Damals stand der Singkreis vor seinem 20. Geburtstag, am 17. Januar 1947 war er gegründet worden. Bei „Mutter Wittig“ hatten sich die Sänger und Sängerinnen zur allerersten Probe getroffen. 200 Interessierte hatten sich auf die Gründungs-Annonce im Bochumer Anzeiger gemeldet. Der Name des Projekts war Programm: Als „Junger Chor Bochum“ wollte er nach den Schrecken des Krieges für einen Neuanfang stehen.

Der Musikliebhaber Günter Hildebrandt, von Haus aus Banker, hatten den Chor ins Leben gerufen. Rasch wuchs er zu einem Ensemble, welches das Konzertleben Bochums aktiv mitgestaltete. 1970 erfolgte ein Generationswechsel. „Mit dem neuen Dirigenten Heribert Buchholz änderte der Junge Chor auch seinen Namen, seitdem heißt er ,Der Neue Chor der Stadt Bochum’“, weiß Heidrun Rapp, die das Chorleben seit jenen Tagen aktiv miterlebt hat.

Gesang und Geselligkeit

Mit Buchholz, einem professionellen Musiker, entwickelte sich der Chor zu einem vielseitigen Vokalensemble. Geboten wurde und wird vornehmlich anspruchsvolle A-cappella-Musik des 16. bis 20. Jahrhunderts. Neben „Chor pur“ gehören instrumental begleitete Konzerte zum Repertoire. Die Mitwirkung bei den großen chorsymphonischen Projekten der Bochumer Symphoniker gehört zu gepflegten Traditionen des Vereins.

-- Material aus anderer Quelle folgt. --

PR #4053, opened 2017-01-17
Nh/init metadata

nhachicha:
This fix a native crash, when scheduling a client reset, because the ObjectStore metadata is not configure. (note this issue doesn't exist in master, because we init the metadata, when using the default UserStore - RealmUserStore)

### DIFF
--- a/realm/realm-library/src/main/cpp/CMakeLists.txt
+++ b/realm/realm-library/src/main/cpp/CMakeLists.txt
@@ -170,8 +170,10 @@ file(GLOB objectstore_SRC
 # Sync needed Object Store files
 if (build_SYNC)
     file(GLOB objectstore_sync_SRC
-        "object-store/src/sync/*"
-        "object-store/src/sync/impl/*")
+        "object-store/src/results.cpp"
+        "object-store/src/impl/results_notifier.cpp"
+        "object-store/src/sync/*.cpp"
+        "object-store/src/sync/impl/*.cpp")
 endif()
 
 add_library(realm-jni SHARED ${jni_SRC} ${objectstore_SRC} ${objectstore_sync_SRC})
--- a/realm/realm-library/src/main/cpp/io_realm_SyncManager.cpp
+++ b/realm/realm-library/src/main/cpp/io_realm_SyncManager.cpp
@@ -31,6 +31,9 @@
 
 #include "jni_util/log.hpp"
 #include "jni_util/jni_utils.hpp"
+#include "sync/sync_manager.hpp"
+#include "sync/sync_user.hpp"
+#include "util.hpp"
 
 using namespace realm;
 using namespace realm::sync;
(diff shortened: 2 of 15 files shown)


realm/realm-library/src/main/cpp/io_realm_SyncManager.cpp
```diff
@@ -59,3 +62,13 @@ Java_io_realm_SyncManager_nativeRunClient(JNIEnv *env, jclass)
...
     } CATCH_STD()
 }
+
+JNIEXPORT void JNICALL
+Java_io_realm_SyncManager_nativeConfigureMetaDataSystem(JNIEnv *env, jclass,
+                                                        jstring baseFile) {
+    TR_ENTER()
+    try {
+        JStringAccessor base_file_path(env, baseFile); // throws
+        SyncManager::shared().configure_file_system(base_file_path, SyncManager::MetadataMode::NoEncryption);
```
kneth: So we never encrypt metadata?

realm/realm-library/src/main/cpp/CMakeLists.txt
```diff
@@ -170,8 +170,10 @@ file(GLOB objectstore_SRC
 # Sync needed Object Store files
 if (build_SYNC)
     file(GLOB objectstore_sync_SRC
-        "object-store/src/sync/*"
-        "object-store/src/sync/impl/*")
+        "object-store/src/results.cpp"
+        "object-store/src/impl/results_notifier.cpp"
```
beeender: `results.cpp` and `results_notifier.cpp` don't seem to be necessary for this PR?

realm/realm-library/src/main/cpp/objectserver_shared.hpp
```diff
@@ -101,8 +101,8 @@ class JniSession {
                     realm::SyncFileActionMetadata(manager,
                                                   realm::SyncFileActionMetadata::Action::HandleRealmForClientReset,
                                                   original_path,
-                                                  nullptr,
-                                                  nullptr,
+                                                  "",
```
beeender: I don't quite understand how could this be useful if `url` and `user_identity` are empty string...

kneth: `original_path` is an absolute path so you don't have to know anything more.

beeender: Doesn't it need to know the sync Realm's url?

kneth: It will basically make a copy of the local file - and remove the local file.

realm/realm-library/src/main/cpp/io_realm_SyncManager.cpp
nhachicha: no, this is what motivated the creation of https://github.com/realm/realm-android-user-store 

on iOS they can obtain a key directly from the keychain, which is not the case for Android, since we need the KeyStore to be unlocked & does involve user interaction & lifecycle

realm/realm-library/src/main/cpp/CMakeLists.txt
nhachicha: we're using `SyncManager` which pulls the `metadata` dependency from the OS which need the definition of these 2 files to compile.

Der Neue Chor steht für Top-Klangqualität, die natürlich kein Zufall ist, sondern Ergebnis intensiver Probenarbeit. Stimmbildung und eine ergiebige Chorarbeit, zu der auch Konzertreisen nach Italien, Mecklenburg, Sachsen und Thüringen zählen, haben den Neuen Chor stets wachsen, aber eben auch nicht „einrosten“ lassen. Unter Leitung des seit 20 Jahre amtierenden Sebastian Voges hat sich das 61 Mitglieder starke Ensemble – davon 45 aktive Sänger/innen – für diesen Herbst eine Konzertreise nach Quedlinburg und Halberstadt vorgenommen. „Neben dem Gesang spielt bei uns die Geselligkeit eine wichtige Rolle“, verrät Heidrun Rapp.

Als nächstes stellt sich der Neue Chor mit seinem Sommerkonzert am Sonntag, 21. Mai, im Anneliese-Brost-Musikforum vor. Geboten werden dann A-cappella-Kompositionen von Clara und Robert Schumann, Samuel Barber, Johannes Brahms und – Wolf Biermann.